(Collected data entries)
PR #362, opened 2015-01-08
Dns as a service

galthaus:
This is a collection of pull requests that change the DNS server into a service.  This does not implement the DNS mgmt service.

There are many tweak fixes in networking to make this work.  only one commit is the DNS changes.  The rest are bug fixes or enabling changes.

### DIFF
--- a/chef/cookbooks/bind9/recipes/default.rb
+++ b/chef/cookbooks/bind9/recipes/default.rb
@@ -85,3 +85,16 @@ template "/etc/named.conf" do
   variables(:forwarders => node[:crowbar][:dns][:forwarders])
   notifies :restart, "service[bind9]", :immediately
 end
+
+bash "reload consul" do
+  code "/usr/local/bin/consul reload"
+  action :nothing
+end
+
+template "/etc/consul.d/crowbar-dns.json" do
+  source "consul-dns-server.json.erb"
+  mode 0644
+  owner "root"
+  notifies :run, "bash[reload consul]", :immediately
+end
+
--- a/chef/cookbooks/provisioner/files/default/start-up.sh
+++ b/chef/cookbooks/provisioner/files/default/start-up.sh
@@ -33,6 +33,10 @@ netline=$(curl -f -g --digest -u "$CROWBAR_KEY" \
     -X GET "$CROWBAR_WEB/api/v2/networks/admin/allocations" \
     -d "node=$HOSTNAME")
 
+routerline=$(curl -f -g --digest -u "$CROWBAR_KEY" \
+    -X GET "$CROWBAR_WEB/api/v2/networks/admin/network_routers/1" \
+    -d "node=$HOSTNAME")
+
 # Bye bye to DHCP.
 killall dhclient || :
 ip addr flush "$BOOTDEV"
@@ -44,6 +48,14 @@ for net in "${nets[@]}"; do
     net=${BASH_REMATCH[1]}
     # Make this more complicated and exact later.
     ip addr add "$net" dev "$BOOTDEV" || :
+done
+
+routers=(${routerline//,/ })
+iponly_re='([0-9a-f.:]+)/[0-9]+'
+for router in "${routers[@]}"; do
+    [[ $router =~ $iponly_re ]] || continue
+    router=${BASH_REMATCH[1]}
+    ip route add default via "$router" || :
 done
 
 # Set our hostname for everything else.
--- a/crowbar-config.sh
+++ b/crowbar-config.sh
@@ -129,28 +129,15 @@ admin_node="
   \"bootenv\": \"local\"
 }
 "
-system_node="
-{
-  \"name\": \"crowbar-system.$DOMAINNAME\",
-  \"admin\": false,
-  \"alive\": false,
-  \"system\": true,
-  \"bootenv\": \"local\"
-}
-"
-
 
 ###
 # This should vanish once we have a real bootstrapping story.
 ###
 ip_re='([0-9a-f.:]+/[0-9]+)'
 
-# Create system node
-crowbar nodes create "$system_node"
-
 # Add required or desired services
-crowbar roles bind dns-service to "crowbar-system.$DOMAINNAME"
-crowbar roles bind dns-mgmt_service to "crowbar-system.$DOMAINNAME"
+crowbar roles bind dns-service to "system-phantom.internal.local"
+crowbar roles bind dns-mgmt_service to "system-phantom.internal.local"
 
 # Set the domain name to use to the derived one
 ROLE_ID=`crowbar roles show dns-service | grep '"id"'`
@@ -161,7 +148,7 @@ NODE_ROLE_ID=${NODE_ROLE_ID##*:}
 NODE_ROLE_ID=${NODE_ROLE_ID%,}
 crowbar noderoles set $NODE_ROLE_ID attrib dns-domain to "{ \"value\": \"$DOMAINNAME\" }"
 
-crowbar nodes commit "crowbar-system.$DOMAINNAME"
+crowbar nodes commit "system-phantom.internal.local"
 
 # Create a stupid default admin network
 crowbar networks create "$admin_net"
@@ -208,8 +195,6 @@ done
 # Make sure that Crowbar is running with the proper environment variables
 service crowbar stop
 service crowbar start
-
-crowbar nodes update "crowbar-system.$DOMAINNAME" '{"alive": true}'
 
 # flag allows you to stop before final step
 if ! [[ $* = *--zombie* ]]; then
--- a/crowbar-config.sh
+++ b/crowbar-config.sh
@@ -129,11 +129,26 @@ admin_node="
   \"bootenv\": \"local\"
 }
 "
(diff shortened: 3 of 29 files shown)


galthaus:
Need to fix and add tests.  Still want feedback on the code so far, please.

chef/cookbooks/network/recipes/default.rb
```diff
@@ -413,10 +413,12 @@ def resolve_conduit(conduit)
   ifs[our_iface.name]["addresses"] ||= Array.new
   ifs[our_iface.name]["addresses"] << IP.coerce(addr)
   # Ditto for our default route
-  if network["router_pref"] && (network["router_pref"].to_i < route_pref)
-    Chef::Log.info("#{name}: Will use #{network["router"]} as our default route")
-    route_pref = network["router_pref"].to_i
-    default_route = {:nic => our_iface.name, :gateway => network["router"]}
+  if network["router"] && network["router"]["pref"] &&
```
VictorLowther: Why was that split into its own little sub-hash?

chef/cookbooks/provisioner/files/default/start-up.sh
```diff
@@ -46,6 +50,14 @@ for net in "${nets[@]}"; do
...
 done
 
+routers=(${routerline//,/ })
+iponly_re='([0-9a-f.:]+)/[0-9]+'
+for router in "${routers[@]}"; do
+    [[ $router =~ $iponly_re ]] || continue
+    router=${BASH_REMATCH[1]}
+    ip route add default via "$router" || :
+done
+
```
VictorLowther: Why do we set a default route now?

crowbar-config.sh
```diff
@@ -30,8 +30,8 @@ DOMAINNAME=${FQDN#*.}
 if [[ ! -f /.dockerenv ]]; then
     HOSTNAME=${FQDN%%.*}
     # Fix up the localhost address mapping.
-    sed -i -e "s/\(127\.0\.0\.1.*\)/127.0.0.1 $FQDN $HOSTNAME localhost.localdomain localhost/" /etc/hos
-    sed -i -e "s/\(127\.0\.1\.1.*\)/127.0.1.1 $FQDN $HOSTNAME localhost.localdomain localhost/" /etc/hos
+    sed -i -e "s/\(127\.0\.0\.1.*\)/127.0.0.1 $FQDN $HOSTNAME localhost.localdomain localhost/" /etc/hosts
+    sed -i -e "s/\(127\.0\.1\.1.*\)/127.0.1.1 $FQDN $HOSTNAME localhost.localdomain localhost/" /etc/hosts
```
VictorLowther: This has been committed upstream, rebasing this pull request against current upstream is probably a good idea.

crowbar-config.sh
```diff
@@ -121,12 +125,40 @@ admin_node="
   \"bootenv\": \"local\"
 }
 "
+system_node="
```
VictorLowther: hm... I don't really like the way that smells.  I would not expose the phantom nodes via the API at all, and just create and destroy them internally until there is a clear use case for exposing them.

crowbar.yml
```diff
@@ -680,7 +680,7 @@ gems:
     - bunny-(<0.8.0)
     - cancan
     - coveralls
-    - 'chef-(=11.6)'
+    - chef-(~>11.6.4)
```
VictorLowther: Can the chef and JSON changes here and in the Gemfile be split into their own pull requests?  They are independent of the rest of the patch and should also be immediately useful on their own.

chef/cookbooks/provisioner/files/default/start-up.sh
galthaus: The nameserver may not be on the admin network.

chef/cookbooks/network/recipes/default.rb
galthaus: Historical - just maintaining what it was doing.

crowbar-config.sh
galthaus: Yes - I'll do so

crowbar.yml
galthaus: They can.  Though the only reason they are being done is because of pulling in diplomat for this.  They are committed this way to separate if need be.

crowbar-config.sh
galthaus: I will agree that they should be created automagically with the deployments, but I think they have to be displayed otherwise the UI views and API data sets will look strange without their node.

VictorLowther: Why do we have to display them?  The phantom nodes are purely a hack to work around ActiveRecord BS, they should not be exposed as such in the API or the UI views as nodes at all, because a node represents an actual piece of hardware we can control.

galthaus:
Pull request is getting smaller and more focused on DNS service work as I pull in other pieces.

rails/app/models/barclamp_dns/service.rb
```diff
@@ -0,0 +1,56 @@
...
+class BarclampDns::Service < Role
+
+  def do_transition(nr,data)
+    runlog = []
+    addr_arr = []
+    runlog << "Getting dns-service information from consul"
+    pieces = nil
+    options = {}
+    meta = {}
+    while pieces == nil
```
VictorLowther: This loop can be infinite, and is not terribly debuggable when it is.

VictorLowther:
-1 -- dns-service role stays stuck in transition forever.

galthaus:
Added updates to get existing BDD tests to run.  Still need to address the infinite loop and the service restart problem.

chef/cookbooks/bind9/recipes/default.rb
```diff
@@ -85,3 +85,16 @@
   variables(:forwarders => node[:crowbar][:dns][:forwarders])
   notifies :restart, "service[bind9]", :immediately
 end
+
```
VictorLowther: The dns-server role will need to require consul -- this will ensure that consul is present if we bind it to a node that itherwise does not have crowbar services on it.

galthaus:
Latest pull request has fix for infinitie loop with logging and out clause.
Also added a heartbeat mechanism to delayed_job that works kinda like what we want from consul one day.  Seems to work.  With this the service node role runs, gets killed, restarts, and the install completes for my system.

galthaus:
Still need to require consul in the dns-server recipe.

galthaus:
Added consul requirement in dns-server.

I think that is mostly it.  Review again, please.

etc/init.d/crowbar
```diff
@@ -52,16 +52,19 @@ start(){
     as_crowbar bundle exec puma -d -C $PUMA_CFG
     echo "Starting delayed_job NodeRoleRunner queue (10 workers)"
     as_crowbar bundle exec script/delayed_job --queue=NodeRoleRunner -n 10 start
+    as_crowbar bundle exec script/dj_reaper start
```
VictorLowther: DJ Reaper, bringing the tunes and killing stale runs!  Since 2015!

galthaus: aaahhh Yeah, baby!

VictorLowther:
Still a -1 -- get the dollowing error when running provisioner-base-images:

```
[0mNoMethodError[0m
-------------[0m
undefined method `[]' for nil:NilClass[0m

[0mCookbook Trace:[0m
---------------[0m
  /var/chef/cache/cookbooks/provisioner/recipes/setup_base_images.rb:53:in `from_file'[0m

[0mRelevant File Content:[0m
----------------------[0m
/var/chef/cache/cookbooks/provisioner/recipes/setup_base_images.rb:
[0m
[0m 46:  sledge_args << "rd_NO_DM"
[0m 47:  if node["crowbar"]["provisioner"]["server"]["use_serial_console"]
[0m 48:    sledge_args << "console=tty0 console=ttyS1,115200n8"
[0m 49:  end
[0m 50:  sledge_args << "provisioner.web=http://#{v4addr.addr}:#{web_port}"
[0m 51:  # This should not be hardcoded!
[0m 52:  sledge_args << "crowbar.web=http://#{v4addr.addr}:3000"
[0m 53>> sledge_args << "crowbar.dns.domain=#{node["crowbar"]["dns"]["domain"]}"
[0m 54:  sledge_args << "crowbar.dns.servers=#{node["crowbar"]["dns"]["nameservers"].join(',')}"
[0m 55:  
[0m 56:  node.normal["crowbar"]["provisioner"]["server"]["sledgehammer_kernel_params"] = sledge_args.join(" ")
[0m 57:  append_line = node["crowbar"]["provisioner"]["server"]["sledgehammer_kernel_params"]
[0m 58:  
[0m 59:  # By default, install the same OS that the admin node is running
[0m 60:  # If the comitted proposal has a defualt, try it.
[0m 61:  # Otherwise use the OS the provisioner node is using.
[0m 62:  
```

galthaus:
oh - hmm I know what that is, but not sure why I didn't hit it.  I'll see.

galthaus:
@VictorLowther: can you tell me what value is in the dns-domain attrib on the dns-service node role?

galthaus:
Wrong button.

PR #367, opened 2015-01-13
Add powersave flag, and add it to strategic roles

VictorLowther:


sjensen:
Where does this show to the user && can someone who has HW pls test?

VictorLowther:
This just refactored out the custom code that a few strategic roles had to power down the machine if there was nothing else to do, while adding the ability to disable that functionality on a node-by-node basis with the per-node stay_on addri.

sjensen:
Need someone with HW to test this flag please

PR #369, opened 2015-01-14
Update Development Script to match refactored Production.sh

ravolt:
Development.sh needed to match the new layout for Production.sh

To make the subscripts work, I had to pass in production|development instead of having it hard coded.


galthaus:
I'm okay with this for the moment.  It may change a little in the new future.

PR #371, opened 2015-01-15
fix version from .0 to .Camshaft

ravolt:
this is really small, but it's been bugging me.  I don't need to fix for Broom, but my love for Camshaft was objecting to seeing the Anvil version.
bunny

### DIFF
--- a/crowbar.yml
+++ b/crowbar.yml
@@ -13,7 +13,7 @@
 # limitations under the License.
 #
 
-version: "2.0"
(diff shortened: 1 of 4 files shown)


sjensen:
what is up with the bunny?  Everytime I see it all I can think of is the Monty Python song..   "I'm a lumberjack and I'm ok.  I work all night and sleep all day..."

sjensen:
Anything you want me to do with this one?

Issue #379, opened 2015-01-19
adding a network range fails with validation errors


dudymas:
Given the following setup:
![screen shot 2015-01-19 at 5 24 13 pm](https://cloud.githubusercontent.com/assets/928448/5808858/1920f6b2-a000-11e4-871c-2933d6262bbb.png)

I'm expecting that clicking 'add' should work. Instead the page stands still and silently a 500 is sent back from the rails app:

```
[nil] cannot be coerced into an IP address
```

Full back trace is here:
https://gist.github.com/dudymas/43e69a54f74f2e01430f

As best as I can tell, this ought to be emitted from https://github.com/opencrowbar/core/blob/develop/rails/app/models/network_range.rb#L29
or
https://github.com/opencrowbar/core/blob/develop/rails/app/models/network_range.rb#L37

I tried adding a simple change to the [create block inside the network range controller](https://github.com/opencrowbar/core/blob/develop/rails/app/controllers/network_ranges_controller.rb#L43-L59)

I just updated the two lines about the first/last ip so that now that function reads: 
```ruby
  def create
    params[:network_id] = Network.find_key(params[:network]).id if params.has_key? :network
    params.require(:network_id)
    params.require(:name)
    params.require(:new_first)
    params.require(:new_last)
    @range =  NetworkRange.create! params.permit(:name,
                                                 :network_id,
                                                 :first <= params[:new_first],
                                                 :last <= params[:new_last],
                                                 :conduit,
                                                 :vlan,
                                                 :use_vlan,
                                                 :use_bridge,
                                                 :use_team)
    render api_show @range
  end
```

But I still got the error.

Any clues?

galthaus:
Your suggested fix doesn't work because that is just a list on the parms structure.
I think the better more API proper fix is to change the new_first and new_last to first and last respectively.  Then in the view change the form fields to first and last as well.  That worked for me.

It does not address #380.  Which we should still do.

dudymas:
I'm confirming that per @galthaus , changing both the controller AND the form fixes the issue for me.

PR #385, opened 2015-01-21
Fix first/last for creating a network range.

galthaus:
Working with @dudymas to fix this.


galthaus:
This fixes issue #379

PR #359, opened 2015-01-02
less scary ending message

ravolt:
very minor change - this message implied an error but was usually normal

PR #386, opened 2015-01-21
Don't print a bad message on converge completion.  It already does.

galthaus:
Add a log to indicated errored node roles.


galthaus:
Associated with #359

PR #389, opened 2015-01-22
Move pieces of openwsman in to core because we bootstrap build it.

galthaus:


sjensen:
Little help on how to verify.  I am assuming that we will need HW with WSMAN to test.

PR #392, opened 2015-01-25
incremental BDD fixes for dev:pop() issue

ravolt:
I'm trying to figure out why dev:pop() is failing on the node:commit command.

There are incremental fixes that I've made in troubleshooting.


sjensen:
Need advice on how to verify

PR #394, opened 2015-01-26
Service cleanup

galthaus:
Includes dns-service and ntp-service pulls.

It creates a common routine for service management.
Adds health checks to the services.
Add examples and fixes for externalizing these two services.

### DIFF
--- a/BDD/node.erl
+++ b/BDD/node.erl
@@ -31,23 +31,24 @@ g(Item) ->
     deployment -> "system";
     _ -> crowbar:g(Item)
   end.
-  
+
 % Common Routine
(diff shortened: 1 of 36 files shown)


ravolt:
+1 - this has been working for me.  still testing on metal

galthaus:
I found something that might cause a problem, but not sure.  looking through the error logs.  The committed_data isn't initialized in the db migrations.  This caused an hidden exception.  It doesn't stop start up but could cause issues with the dns-domain variable.  Victor was seeing something like that.  I still don't see it, but could be bad for his system.  I'm going to bed, but will try it tomorrow.

Issue #396, opened 2015-01-30
Asynchronous Roles (allow ticket jobs)


ravolt:
To enable a simulator for UI development, we need  way to have workflows that can be externally governed.

This same need also helps with external actions like creating a help ticket in an external system or when humans need to take actions.

galthaus:
Handled by #397

PR #397, opened 2015-01-30
allow roles to return async and stay in transition #396

ravolt:
To enable a simulator for UI development, we need  way to have workflows that can be externally governed.  This same need also helps with external actions like creating a help ticket in an external system or when humans need to take actions.

These minor changes allow for roles to control asynchronous actions.  I will have a future pull request that shows how this works with the test role and includes some BDD tests for it.

The very simple explanation is that roles are allowed to return :async symbol and leave the runner WITHOUT changing the state from transition to active.  To complete the operation, the external entity needs to RETRY the role and then have the role return normally.

### DIFF
--- a/BDD/bdd_catchall.erl
+++ b/BDD/bdd_catchall.erl
@@ -32,10 +32,12 @@ step(_Result, {_, _N, ["pause", Time, "seconds to", Message]}) ->
   {T, _} = string:to_integer(Time),
   io:format("\t\t\t...paused ~p seconds in order to ~s.~n", [T, Message]),
   timer:sleep(T*1000);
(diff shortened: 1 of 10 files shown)


ravolt:
co-developed with @galthaus

ravolt:
This is NOT complete - I have to work on the tests.  It was submitted for broader review and visibility.  I will push to this branch and update the pull when I have the new BDD tests working.

galthaus:
I like this. It gives us something to play with to see how useful this is.  

@VictorLowther raised a concern about state views of transition vs a delay state.  We may want to convert this to a delay state.

Issue #398, opened 2015-01-30
Node Delete throws FK error


ravolt:
After a node has been committed, the node_role_attrib_link is not correctly destroyed so the system throws a FK violation.  Reported by @dudymas

sjensen:
@dudymas can you verify?

dudymas:
I'll verify first thing tomorrow... we are adding another four machines to the openstack machines

PR #404, opened 2015-01-30
Bug #398 fix node_role_attrib_links FK issue

ravolt:
We missed some destroy links on a new class.  Easily fixed.

I reproduced this bug using BDD so there are now tests to verify that it's correct and a scaffold that tests the class too.

Reported by @dudymas


sjensen:
@dudymas can you verify that this addressed your issue?

PR #488, opened 2025-01-15
feat: decouple aila engine stream reader

mantagen:
## Description

- in as simple way as possible, allow Aila to use a different 'engine'
- only routes traffic away _after_ lesson is initialised with (title,subject,key_stage,topic)
- it doesn't concern itself with any persistence or moderation currently. It would act as a drop in replacement for **the combination of the Prompt Builder and OpenAI**.
- due to improvements in streaming objects, a lot of the 'chunk' parsing will become redundant, however as I'm not wanting to delve into that part of the codebase (and risk jeopardising backward compatibility).

### DIFF
--- a/packages/aila/src/core/chat/AilaStreamHandler.ts
+++ b/packages/aila/src/core/chat/AilaStreamHandler.ts
@@ -94,8 +94,14 @@ export class AilaStreamHandler {
 
     const AILA_ENGINE_STREAM_URL = process.env.AILA_ENGINE_STREAM_URL;
 
-    const lastUserMessage = this._chat.messages.slice(-1)[0];
     if (AILA_ENGINE_STREAM_URL) {
+      /**
+       * If the AILA_ENGINE_STREAM_URL is defined, we will use it to stream the
+       * engine's response rather than using an AilaPromptBuilder with OpenAI's API.
+       *
+       * It allows us to experinent with different paradigms in a safe and unobtrusive way.
+       */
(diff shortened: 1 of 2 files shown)


packages/aila/src/core/chat/AilaStreamHandler.ts
```diff
@@ -89,9 +90,20 @@ export class AilaStreamHandler {
...
-    this._streamReader =
-      await this._chat.createChatCompletionObjectStream(messages);
+    const currentLessonPlan = this._chat.aila.lessonPlan;
+
+    const AILA_ENGINE_STREAM_URL = process.env.AILA_ENGINE_STREAM_URL;
+
+    const lastUserMessage = this._chat.messages.slice(-1)[0];
+    if (AILA_ENGINE_STREAM_URL) {
+      this._streamReader = await createStreamReaderFromURL(
+        `${AILA_ENGINE_STREAM_URL}?prompt=${JSON.stringify(currentLessonPlan)}\n\n${lastUserMessage?.content}`,
```
mantagen, line 111: Currently, this is super naive. Just sends the current lesson plan concatenated with the last user message to the server. i.e. not the full message history.

Plan to amend that on a subsequent update.

mantagen:
Closing in favour of [a different approach in future](https://www.notion.so/oaknationalacademy/Aila-Engine-18a26cc4e1b180bf8b3cff7b4166dcf3)

PR #496, opened 2025-01-20
feat: store user actions

tomwisecodes:
## Description

- Moves user actions to be in the store
- Moves streaming status to be in the store

Fixes AI-759, AI-760


apps/nextjs/src/components/ContextProviders/ChatProvider.tsx
```diff
@@ -293,55 +293,15 @@ export function ChatProvider({ id, children }: Readonly<ChatProviderProps>) {
 
   // Handle queued user actions and messages
 
-  const [queuedUserAction, setQueuedUserAction] = useState<string | null>(null);
```
tomwisecodes, line 296: Was a bit unsure about what this does, as far as I could see was just internal to this compoenent

apps/nextjs/src/components/ContextProviders/ChatProvider.tsx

### Instructions for the task
Beginning with the first line of the entries, repeat each line exactly until you have reproduced the one containing "This is a collection", and add nothing further.

### Exercise response
PR #362, opened 2015-01-08
Dns as a service

galthaus:
This is a collection of pull requests that change the DNS server into a service.  This does not implement the DNS mgmt service.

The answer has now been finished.